Headscale UI serves on port 443 and uses a self signed cert by default. You will need to add a `config.yaml` file under your `container-config` folder so that `headscale` has all of the required settings declared. An example from the official `headscale` repo is [here](https://github.com/juanfont/headscale/blob/main/config-example.yaml). 

### Additional Docker Settings
The docker container lets you set the following settings:
| Variable | Description | Example |
|----|----|----|
| HTTP_PORT | Sets the HTTP port to an alternate value | `80` |
| HTTPS_PORT | Sets the HTTPS port to an alternate value | `443` |

### Proxy Settings
You will need a reverse proxy to install `headscale-ui` on your domain. Here is an example [Caddy Config](https://caddyserver.com/) to achieve this:
```
https://hs.yourdomain.com.au {
	reverse_proxy /web* https://headscale-ui {
		transport http {
			tls_insecure_skip_verify
		}
	}

	reverse_proxy * http://headscale:8080
}


```

### Cross Domain Installation
If you do not want to configure headscale-ui on the same subdomain as headscale, you must intercept headscale traffic via your reverse proxy to fix CORS (see https://github.com/juanfont/headscale/issues/623).
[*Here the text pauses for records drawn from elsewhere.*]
PR #1212, opened 2020-09-15
Add HicTrack type

cmdcolin:
Makes HicTrack a special track type

Includes a small bugfix to serverSideRenderedBlock where self.setError should return and not continue on with it's execution


cmdcolin:
Also, purpose of making the HicTrack type special is for #1203 

Possibly further custom hic track behavior can be added later but it's a "thin" wrapper around a dynamic track basically now

PR #1213, opened 2020-09-16
Update so the exe name is jbrowse-desktop

cmdcolin:
This produces an exe name that is jbrowse-desktop on all platforms

I think that it is better this way because the "JBrowse 2" exe name is somewhat awkward on linux for example, and could be confused with jbrowse CLI

Also gives the package name a @gmod namespace

### DIFF
--- a/products/jbrowse-desktop/package.json
+++ b/products/jbrowse-desktop/package.json
@@ -1,6 +1,6 @@
 {
-  "name": "jbrowse-desktop",
-  "productName": "JBrowse 2",
+  "name": "@gmod/jbrowse-desktop",
+  "productName": "jbrowse-desktop",
   "version": "0.0.1-beta.24",
   "description": "JBrowse desktop application specialized to inspect structural variants",
   "author": {
--- a/products/jbrowse-desktop/package.json
+++ b/products/jbrowse-desktop/package.json
@@ -1,6 +1,5 @@
 {
   "name": "@gmod/jbrowse-desktop",
-  "productName": "jbrowse-desktop",
   "version": "0.0.1-beta.24",
   "description": "JBrowse desktop application specialized to inspect structural variants",
   "author": {
@@ -92,7 +91,7 @@
   },
   "homepage": "./",
   "build": {
-    "electronVersion": "7.1.0",
+    "electronVersion": "9.1.1",
     "extraMetadata": {
       "main": "build/electron.js"
     },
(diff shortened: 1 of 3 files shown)


products/jbrowse-desktop/package.json
```diff
@@ -1,6 +1,6 @@
 {
-  "name": "jbrowse-desktop",
-  "productName": "JBrowse 2",
+  "name": "@gmod/jbrowse-desktop",
+  "productName": "jbrowse-desktop",
```
garrettjstevens, line 3: I can't remember what this field is used for, but it doesn't seem to change the executable name. I think you also have to change it in `build.productName` and `build.linux.executableName`.

garrettjstevens (commented):
I think I'd prefer the name "JBrowse Desktop" over "jbrowse-desktop", since it's a displayed name.

rbuels:
Icons, etc should just have "JBrowse 2" on them, but I agree `jbrowse-desktop` is a good exe name

garrettjstevens:
> Icons, etc should just have "JBrowse 2" on them, but I agree `jbrowse-desktop` is a good exe name

Linux is the only one right now that has an "executable name," Mac and Windows just have the "product name," which is what appears on icons (and Linux doesn't currently have an icon). So maybe we just change it in `build.linux.executableName` and leave the others as "JBrowse 2".

cmdcolin:
Made it so that it manually specifies the artifact names so we get

jbrowse-desktop-{version}-win/mac/linux.zip for all three

And then also has jbrowse-desktop executable name on linux

and then also renames the package to @gmod/jbrowse-desktop

products/jbrowse-desktop/package.json
cmdcolin: I proposed maybe removing this if it is unused?

cmdcolin:
Random other things

* Bump to electron 9.1.1 in electronVersion since that reflects the current yarn.lock
* Remove packageName

products/jbrowse-desktop/package.json
```diff
@@ -69,14 +68,16 @@
...
     "build": "rescripts build",
-    "build-electron": "yarn build && electron-builder build --windows --mac --linux",
-    "build-electron:win": "yarn build && electron-builder build --windows",
-    "build-electron:mac": "yarn build && electron-builder build --mac",
-    "build-electron:linux": "yarn build && electron-builder build --linux",
-    "build-electron-unpacked": "yarn build && electron-builder build --windows --mac --linux --dir",
-    "build-electron-unpacked:win": "yarn build && electron-builder build --windows --dir",
-    "build-electron-unpacked:mac": "yarn build && electron-builder build --mac --dir",
-    "build-electron-unpacked:linux": "yarn build && electron-builder build --linux --dir",
+    "prebuild-electron": "yarn build",
```
garrettjstevens, line 71: This only runs before `build-electron` and not e.g. `build-electron:linux`

products/jbrowse-desktop/package.json
```diff
@@ -92,23 +93,26 @@
   },
   "homepage": "./",
   "build": {
-    "electronVersion": "7.1.0",
+    "electronVersion": "9.1.1",
```
garrettjstevens, line 96: Maybe we should pin this to a specific version in package.json so it doesn't get out of sync

products/jbrowse-desktop/package.json
cmdcolin: darn thought i was being clever. reverted

products/jbrowse-desktop/package.json
cmdcolin: went ahead and did this, but in general I don't like pinning versions. it seemed like the ideal is it gets electron version from package.json but couldn't get this to work

garrettjstevens (approved):

PR #1225, opened 2020-09-17
Spreadsheet and Circular bugfixes

### LINKED ISSUE #1138: Circular view refName renaming not working
To reproduce:
* open a new SV inspector on hg19, open starfusion_example.fusion_predictions.tsv
* it should draw some arcs in the circular view, but it doesn't

### LINKED ISSUE #1216: 'open new split view' menu item in SV inspector has off-by-one error
When you click 'open new split view' for a row in the SV inspector, it opens a split view for the feature *below* the one you clicked on.

garrettjstevens:
Fixes #1138 and fixes #1216.

In the SV Chord tracks, the `refNameMap` was not working because it was a promise. This loads the `refNameMap` in an `afterAttach` so that it's not a promise. Adds a test to make sure renamed refName SV chord tracks are displaying.

Also fixes off-by-one error in TSV row numbering when there is a tsv header.


cmdcolin:
This looks pretty good to me. Is there anytthing that is assuming the "Promise based" behavior of refNameMap currently?

garrettjstevens:
> This looks pretty good to me. Is there anytthing that is assuming the "Promise based" behavior of refNameMap currently?

Not that I was able to find.

plugins/circular-view/src/StructuralVariantChordTrack/models/StructuralVariantChordTrack.js
```diff
@@ -112,6 +100,29 @@ export default pluginManager => {
...
+              { signal, sessionId: getRpcSessionId(self) },
+            )
+            m.then(r => self.setRefNameMap(r))
+          },
+          {
+            name: `${self.type} ${self.id} getting refNames`,
+            fireImmediately: true,
+          },
+          () => {},
+          () => {},
```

Here is an example fix with Caddy, replacing your headscale UI domain with `hs-ui.yourdomain.com.au`:
```
https://hs.yourdomain.com.au {
	@hs-options {
		host hs.yourdomain.com.au
		method OPTIONS
	}
	@hs-other {
		host hs.yourdomain.com.au
	}
	handle @hs-options {
		header {
			Access-Control-Allow-Origin https://hs-ui.yourdomain.au
			Access-Control-Allow-Headers *
			Access-Control-Allow-Methods "POST, GET, OPTIONS, DELETE"
		}
		respond 204
	}
	handle @hs-other {
		reverse_proxy http://headscale:8080 {
			header_down Access-Control-Allow-Origin https://hs-ui.yourdomain.com.au
			header_down Access-Control-Allow-Methods "POST, GET, OPTIONS, DELETE"
			header_down Access-Control-Allow-Headers *
		}
	}
}

```

### Other Configurations
See [Other Configurations](https://github.com/gurucomputing/headscale-ui/blob/master/documentation/configuration.md) for further proxy examples, such as Traefik

## Versioning
The following versions correspond to the appropriate headscale version
| Headscale Version | HS-UI Version |
|-------------------|---------------|
| 19+               | 2023-01-30+   |
| <19               | <2023-01-30   |

## Troubleshooting
Make sure you are using the latest version of headscale. Headscale-UI is only tested against:

* The current stable version of headscale
* Chrome/Chrome Mobile
* Firefox/Firefox Mobile

Note that while mobile is checked for functionality, the web experience is not mobile optimised.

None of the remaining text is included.